This work addresses three fundamental path-existence queries in dynamic undirected graphs: (1) whether there exists a $(u,v)$-path of length at least $k$, (2) whether there is a detour from $u$ to $v$ that is at least $k$ longer than the shortest path, and (3) whether there exists a $(u,v)$-path of prescribed parity. The paper proposes an efficient dynamic data structure supporting edge insertions and deletions, whose core innovation lies in a “lazy edge insertion” mechanism combined with localized maintenance of biconnected components. This approach circumvents known conditional lower bounds for short-path queries. Leveraging advanced dynamic graph techniques and refined amortized analysis, the structure achieves amortized update and query times of $2^{O(k^3)} \log n + O(\log^2 n \log^2 \log n)$ for the first two query types, while parity-constrained path queries are answered in $O(\log^2 n \log^2 \log n)$ time.

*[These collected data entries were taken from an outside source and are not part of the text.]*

PR #426, opened 2023-01-07
Moving command_builder to builder module

knabben:
Moving `command_builder` to a `builder` module in order to be able to use `ToLocalCmd` or `LocalCmds` on external projects.
https://github.com/kubernetes-sigs/windows-service-proxy/pull/1

Adding the backends Register in the main.go instead, so the modules listed on `storecmds` are NOT imported automatically when `builder` is used.


jayunit100:
Can u confirm kpng local up .sh still works after this change b4 merg

jayunit100:
/lgtm
/approve


I'll confirm kpng local up still works tonite

PR #433, opened 2023-01-12
Update tests to use k8s version 1.26.0 plus small change to make test_e2e to work properly again when running parallel kind clusters

qabpea:


qabpea:
A couple of small changes to make the test_e2e script work as it should when running several kind clusters in parallell.
Also updated default k8s version to 1.26.0

qabpea:
Not sure why IPVS fails, it works just fine when I run them

qabpea:
Will recreate the PR, there are other commits to this file that create problems

PR #437, opened 2023-01-25
Added skip filters to make it  possible for ci/cd test succeed

qabpea:
Added skip filters for all combinations of "ip family" and "backend" that are tested when pushing a PR. Also made test_e2e.sh to return 0 at failure and a non zero value at failure


qabpea:
The default right now is to include the skip filters and to use -I to turn them off.
We should add a flag -S to turn them on, then have ci/cd use this flag and then change the default and remove the -I flag

qabpea:
Looks like ginkgo blows up for all the IPVS tests

qabpea:
@astoycos @jayunit100 can you have a look at this PR, test_e2e now has the skip filters in place. All tests except fro ipvs works. I am not sure why all IPVS tests fails, my guess is that it has to do with the linux kernel used by github for the tests.

hack/test_e2e.sh
```diff
@@ -39,6 +39,159 @@ GINKGO_DUMP_LOGS_ON_FAILURE=false
 GINKGO_DISABLE_LOG_DUMP=true
 GINKGO_PROVIDER="local"
 
+# iptables specific skipped ginkgo tests
```
astoycos, line 42: I would recommend putting all these var names in their own file titled like `test_skip_lists.sh` which you could just source, also make each var a single assignment like 

```bash
## Iptables, ipv4
GINKGO_SKIP_ipv4_iptables_TEST="should be updated after adding or deleting ports\n
|should serve multiport endpoints from pods\n
|should check kube-proxy urls\n
etc etc "

GINKGO_SKIP_ipv6_iptables_TEST=...
```

I think that may be more readable?

qabpea: I agree with moving them out into a separate file.
But I find it easier to keep each filter on a separate row.
I have been running the tests over and over and over again to find all filters that must be updated and I found it easier to use row for every filter when adding in the new ones.

This should after all be a temp solution. The next step must be to fix the backends in order to get rid of these skip filters

qabpea: Hmm

What you propose is not \n at the end of each row right, bit a single \
That should be even easier to manage then what is there now

hack/test_e2e.sh
```diff
@@ -41,24 +41,57 @@ GINKGO_PROVIDER="local"
...
+    if [ -z "${result}" ]; then
+        echo "result_message() requires a message"
+        exit 1
+    fi
+    RED="\e[91m"
+    GREEN="\e[92m"    
+    ENDCOLOR="\e[0m"
+
+    if [ "${result}" == "0" ] ; then
+	echo -e "${GREEN}[SUCCES!] ${message} succeded!!! ${ENDCOLOR}"
```
astoycos, line 89:
```suggestion
	echo -e "${GREEN}[SUCCESS!] ${message} succeded!!! ${ENDCOLOR}"
```

qabpea: I managed to fck something up, working on fixing it right now.

qabpea:
Finally, all e2e_tests succeeded for the first time. The test will probably fail now and then anyway. The set of faults for some tests are not stable.

PR #439, opened 2023-01-27
Dummy PR: Explore why test of ipvs do not work right now

qabpea:
This PR will be closed and removed once the problem is understood


qabpea:
It looks like IPVS tests fail when using k8s 1.26.0

qabpea:
OK, the gitlab workflow test bed can not handle ipvs test when k8s version is 1.26.0.

I will cancel this PR and remove the branch

PR #440, opened 2023-01-28
update to k8s version 1.26.0

qabpea:
This will currently fail due to a problem with the github work flow environment. ginkgo will crash for all use of the ipvs backend when executed at github. This does not happen in other environments


mcluseau:
@qabpea rebase and retest, I think. I'm observing a ~50% failure rate on IPVS (flake) so it's quite easy to make it pass.

daman1807:
> @qabpea rebase and retest, I think. I'm observing a ~50% failure rate on IPVS (flake) so it's quite easy to make it pass.

Yeah, github lot of flakes for ipvs on github ci. Everything passes on aws/local machines

qabpea:
I started to update to kind 0.18 and k8s 1.27.1. I see quite a lot of new test failures.
Time to update skip lists again

//Per

qabpea:
I get exactly the same problems as before with a new checkout. I wonder if it for some reason is tied to which location you run git from. I also get the same result with v1.27.1 https://github.com/kubernetes-sigs/kpng/pull/499

The ipvs stuff never get to run the tests, it loops for ever or stops with

PR #443, opened 2023-01-29
IPVS Fullstate Support for IPv6

daman1807:
In continuation to https://github.com/kubernetes-sigs/kpng/pull/417.

Passes e2e for **ipv4,** **ipv6** and **dual** on Ubuntu 22.04.1 LTS.


backends/ipvsfullstate/common.go
```diff
@@ -1,38 +1,73 @@
...
 }
 
-// getNodeIPs safely returns all Node IPs.
-func getNodeIPs() []string {
-	return *NodeAddresses
+// getNodeIPs safely returns all Node IPs for given IPFamily.
+func getNodeIPs(ipFamily v1.IPFamily) []string {
+	IPs := make([]string, 0)
+	for _, ip := range *NodeAddresses {
+		if ipFamily == v1.IPv4Protocol && netutils.IsIPv4String(ip) {
```
jayunit100, line 40: wait cant this just be if IPv4 or IPv6 then
```
IPs = append(...
```

daman1807:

Fix a parameter $k\in \mathbf{N}$. We give dynamic data structures that for a fully dynamic undirected graph $G$, updated over time by edge insertions and edge deletions, can answer the following queries: - Long $(u,v)$-path: Given $u,v\in V(G)$, is there a path from $u$ to $v$ of length at least $k$? - Long $(u,v)$-detour: Given $u,v\in V(G)$, is there a path from $u$ to $v$ of length at least $\text{dist}_G(u,v)+k$? - Even/odd $(u,v)$-path: Given $u,v\in V(G)$, is there a path from $u$ to $v$ of even/odd length? The amortized time of executing an update or answering a query is $2^{O(k^3)} \log n + O(\log^2 n \log^2 \log n)$ in the first two cases, and $O(\log^2 n \log^2 \log n)$ in the last, where $n$ is the number of vertices of $G$. The first result is in sharp contrast with known conditional lower bounds for reporting paths of length at most $k$. Specifically, there is no data structure supporting queries about $(u,v)$-paths of length at most two in time $n^{o(1)}$ unless the Triangle Conjecture fails. Our main technical contribution is a mechanism of "delayed edge insertion" that works locally on the level of biconnected components.